Recently, there has been increased interest in SiGe HBT technology for microwave RF circuits because of its high-frequency and compatibility with silicon technology [1]. Several works have been reported on optimizing the high-frequency of SiGe HBT that can be found from the refs. [2] [3] [4] [5]. Also, the ref. [6] has been proved that reducing the width of the emitter can greatly improve the frequency of SiGe HBT. In addition, the band structure of silicon can be changed by introducing global strain or local strain to improve carrier mobility has been reported [7] [8]. Scholars have improved the performance of SiGe HBT by using stacked metal interconnect structures or introducing mechanical stress [9] [10]. But the reliability is poor, and the process is not easy to control. A SiGe HBT device structure with a virtual substrate was proposed in ref. [11], which effectively improved the current gain. However, the improvement of frequency characteristics is limited, and the self-heating effect of the substrate is significant. Therefore, the introduction of strain engineering can reduce the transit time of carriers in the collector, and effectively improve the frequency characteristics of the device.

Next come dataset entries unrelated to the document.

PR #260, opened 2022-02-25
Add `NFData` instance for `StrictSeq`

lehins:
Also moves some orphan instances from ledger: 
* `NFData` for: `WithOrigin`, `EpochNo`, `EpochSize`
* `ToCBOR` and `FromCBOR` for `EpochSize`
* `ToJSON`, `FromJSON` for `StrictSeq`


lehins:
Looks like there is a missing dependency which is causing CI to fail. Definitely unrelated to this PR

nc6 (approved):

PR #263, opened 2022-03-03
Install libsecp256k1 in CI

michaelpj:


michaelpj:
Oh god, Windows. I have no idea what to do about that. Thoughts @newhoggy ?

michaelpj:
And it looks like the ubuntu we're building on doesn't have new enough `libsecp256k1` :facepalm:

PR #264, opened 2022-03-07
Bump iohk-nix and drop nixpkgs pin

michaelpj:
It looks like the nixpkgs pin from `haskell.nix` *is* actually new
enough.

I didn't get cache hits until I switched to 8.10.7, which seems like a
good idea anyway.

### DIFF
--- a/nix/haskell.nix
+++ b/nix/haskell.nix
@@ -7,7 +7,7 @@
 , buildPackages
 , config ? {}
 # GHC attribute name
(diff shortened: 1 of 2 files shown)


michaelpj:
FYI @nc6 , I think this may also mean that you only need to bump `haskell.nix` in the ledger too.

michaelpj:
This is definitely wrong, I just checked it badly locally.

PR #500, opened 2024-09-12
Add nightly ci and cancel conflicting runs

lehins:
This PR ensures we don't have duplicate CI runs for the same PR.
Also it adds nightly CI runs


neilmayhew (approved):
LGTM

There are probably other features we'll want to bring across from ledger, but we can leave that for another time.

PR #503, opened 2024-10-16
revert haskell.nix update

angerman:
This hopefully unbreaks the CI issues we see.

### DIFF
--- a/cabal.project
+++ b/cabal.project
@@ -39,3 +39,7 @@ benchmarks: true
 program-options
   ghc-options: -Werror
 
+-- Windows cross with bitvec/simd is broken.
+package bitvec
+  -- Workaround for windows cross-compilation
+  flags: -simd
--- a/flake.nix
+++ b/flake.nix
@@ -92,7 +92,7 @@
                 # tools that work only with default compiler
                 fourmolu = fourmoluVersion;
                 hlint = "3.8";
-                haskell-language-server = "2.9.0.0";
+                haskell-language-server = "2.2.0.0";
               };
 
             # and from nixpkgs or other inputs
--- a/flake.nix
+++ b/flake.nix
@@ -99,7 +99,7 @@
                 # tools that work only with default compiler
                 fourmolu = fourmoluVersion;
                 hlint = "3.8";
-                haskell-language-server = "2.2.0.0";
+                haskell-language-server = "2.9.0.0";
               };
 
             # and from nixpkgs or other inputs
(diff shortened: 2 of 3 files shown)


angerman:
@lehins this is as green as we can get it right now, I believe. There are only some 9.8.2 windows cross build failures, everything else is green.

flake.nix
```diff
@@ -48,7 +56,7 @@
         inherit (nixpkgs) lib;
 
         # see flake `variants` below for alternative compilers
-        defaultCompiler = "ghc966";
+        defaultCompiler = "ghc965";
```
lehins, line 59: Why is the downgrade?

flake.nix
```diff
@@ -84,7 +92,7 @@
             # tools we want in our shell, from hackage
             tools =
               {
-                cabal = "3.12.1.0";
+                cabal = "3.10.3.0";
```
lehins, line 95: Same here, how come we need to downgrade cabal?

cabal.project
```diff
@@ -39,3 +39,7 @@ benchmarks: true
 program-options
   ghc-options: -Werror
 
+-- Windows cross with bitvec/simd is broken.
+package bitvec
+  -- Workaround for windows cross-compilation
+  flags: -simd
```
lehins, line 45: Do you know if this is a valid syntax for `cabal.project`? Never tried it before, but if it works it would be much better to turn it off only on platforms that are problematic. The concern I have is that if we do use `simd` on linux and mac for the actual `cardano-node` then all of the tests in this repo are not tested with the same flags
```suggestion
  if os(windows)
    flags: -simd
```

lehins (approved):
Looking at the changes in the PR makes me believe that something is broken on haskellNix and we are waiting for it to be fixed. Only after it is fixed then we restore using newer ghc and cabal. Is that correct?
If my understanding is correct, could you please link to a github issue that tracks this, so we know when we can get rid of the git pin for haskellNix.

Also, could I ask you to cleanup the git history in this PR a little bit. If you won't get it to it, not the end of the world, I'll squash all them together when merging.

lehins (changes requested):
Looks like there are still failures on hydra. We do need to fix all of them

cabal.project
angerman: This sadly does not work.

flake.nix
angerman: This seems to work.

flake.nix
angerman: There is not later ghc in the haskell.nix pin :(

angerman:
As mentioned on slack, and forgot to commit here: we are stuck on the old haskell.nix pin until we can drop 8.10

lehins (approved):
Thank you!

PR #507, opened 2024-11-01
Update haskell.nix and disable GHC 8.10 Windows

hamishmack:
This PR will update to the latest haskell.nix, but disables GHC 8.10 windows cross compilation as the current combination of haskell.nix and nixpkgs is broken for GHC 8.10 and windows cross compilation.

### DIFF
--- a/flake.lock
+++ b/flake.lock
@@ -202,43 +202,6 @@
         "type": "github"
       }
     },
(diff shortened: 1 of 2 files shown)


lehins (approved):
Perfect. Thank you!

PR #509, opened 2024-11-07
expose Scalar, Field and the Point ptr

perturbing:
# Description

This PR exposes the constructors of the types: `PointPtr`, `Point` and `Scalar`. Additionally, it exports the type `Fr` type and its constructor. 

The goal here is so that we can use them in [this](https://github.com/cardano-scaling/haskell-accumulator/blob/86d7bb20ab529878212191b766774e972297d4a9/haskell-accumulator/lib/Bindings/Internal.hs#L9) package.

This change will cause some trouble for the plutus repository (I had to fork it when also depending on cardano-base with these changes).

# Checklist

- [x] Self-reviewed the diff

### DIFF
--- a/cardano-crypto-class/src/Cardano/Crypto/EllipticCurve/BLS12_381/Internal.hs
+++ b/cardano-crypto-class/src/Cardano/Crypto/EllipticCurve/BLS12_381/Internal.hs
@@ -42,7 +42,7 @@ module Cardano.Crypto.EllipticCurve.BLS12_381.Internal
   , BLSTError (..)
   , Point (..)
   , Point1
-  , Point2 
+  , Point2
   , PT
   , Scalar (..)
   , Fr (..)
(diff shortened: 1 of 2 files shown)


lehins (approved):
I don't see a problem of exporting unsafe constructors from an internal module. It is important to realize that this is really internal and unsafe, so regular libraries should not depend on it.

It is better to provide a safe interface for theses things if they are needed downstream

cardano-crypto-class/src/Cardano/Crypto/EllipticCurve/BLS12_381/Internal.hs
```diff
@@ -40,11 +40,12 @@ module Cardano.Crypto.EllipticCurve.BLS12_381.Internal
   , Affine1
   , Affine2
   , BLSTError (..)
-  , Point
+  , Point (..)
   , Point1
-  , Point2
+  , Point2
```
lehins, line 45:
```suggestion
  , Point2
```

PR #510, opened 2024-11-08
Support ghc-9.12

erikd:
# Description

# Checklist

- [ ] Self-reviewed the diff


orphans-deriving-via/src/Data/DerivingVia/NoThunks.hs
```diff
@@ -14,21 +14,21 @@ module Data.DerivingVia.NoThunks
...
+--   wNoThunks ctxt (InstantiatedAt x) =
+--       gwNoThunks (Proxy @'[]) ctxt fp
+--     where
+--       !fp = from x
+--
+--   showTypeOf _ = gShowTypeOf (from (undefined :: a))
+--
+-- -- Copied from the "NoThunks.Class"
+-- class GShowTypeOf f where gShowTypeOf :: f x -> String
+-- instance Datatype c => GShowTypeOf (D1 c f) where gShowTypeOf = datatypeName
```
erikd, line 34: Not sure about this. `GWNoThunks` seems to have been removed from the `nothunks` library.

erikd: Have asked @nfrisby in Slack about this.

cardano-crypto-tests/cardano-crypto-tests.cabal
```diff
@@ -95,6 +95,9 @@ library
                      Test.Crypto.Vector.StringConstants
                      Test.Crypto.Vector.Vectors
 
+  if impl(ghc >= 9.12)
+    ghc-options:     -Wno-deriving-typeable
```
lehins, line 99: It is better to remove all places where Typeable is being derived, instead of turning off the warning

erikd: I am assuming that all places that `Typeable` is derived, it is needed for compilers `< 9.12`.

lehins: > I am assuming that all places that Typeable is derived

FYI. All types by default in haskell starting with ghc-7.10 have `Typeable`, so it does not need to be derived anymore. That is exactly what the warning is about.

So, please do not disable warnings, they are actually trying to tell you something.

All you need to do is remove deriving Typeable. That's all.

lehins: Here is some documentation that you can read about it: https://hackage.haskell.org/package/base-4.20.0.1/docs/Data-Typeable.html#description

erikd: Have removed `-Wno-deriving-typeable`.

orphans-deriving-via/src/Data/DerivingVia/NoThunks.hs
erikd: Fixed.

cabal.project
```diff
@@ -39,3 +38,23 @@ program-options
...
+
+if impl(ghc >=9.12)
+  allow-newer:
+    -- Stuck on `cabal-3.14` issues and maintainer difficulties
+    -- https://github.com/haskell/aeson/issues/1124
+    -- Stuck on `cabal-3.14` and unresponsive maintainers
+    -- https://github.com/well-typed/cborg/pull/339
+    -- Fix blocked by aeson
+    -- https://github.com/haskellari/microstache/issues/43
+    -- Difficult maintainer
```
lehins, line 50: :smiling_face_with_tear:

erikd: Hoping this can still be merged with these `allow-newer` stanzas. No idea when any of these will be fixed.

lehins (approved):
We can definitely merge it with `allow-newer` stanzas, since the they are conditional on ghc-9.12

Good job on pushing the community to update their packages. Sorry you had to deal with difficult maintainers because of this!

In this paper, the proposed device improves the frequency characteristics by introducing stress, and uses SOI substrate structure with buried oxygen layer is used to reduce the self-heating effect brought by virtual substrate. First, the SOI technology and strain silicon technology are combined to introduce uniaxial stress into the SOI collector with N^{+} buried layer to form a new SOI SiGe HBT device structure. Then, the effects of Ge component on the current gain, Early voltage and cut-off frequency are briefly described. Finally, the structure has been proved to be able to achieve breakthroughs in the key frequency characteristics, i.e. f_{T} > 400 GHz.

2. Device Model and Process Simulation Flow

In this paper, a two-dimensional device model is established by using SILVACO^{Ò} TCAD tools and the ATHENA module is then employed to simulate the process flow. The proposed device architecture is shown in Figure 1.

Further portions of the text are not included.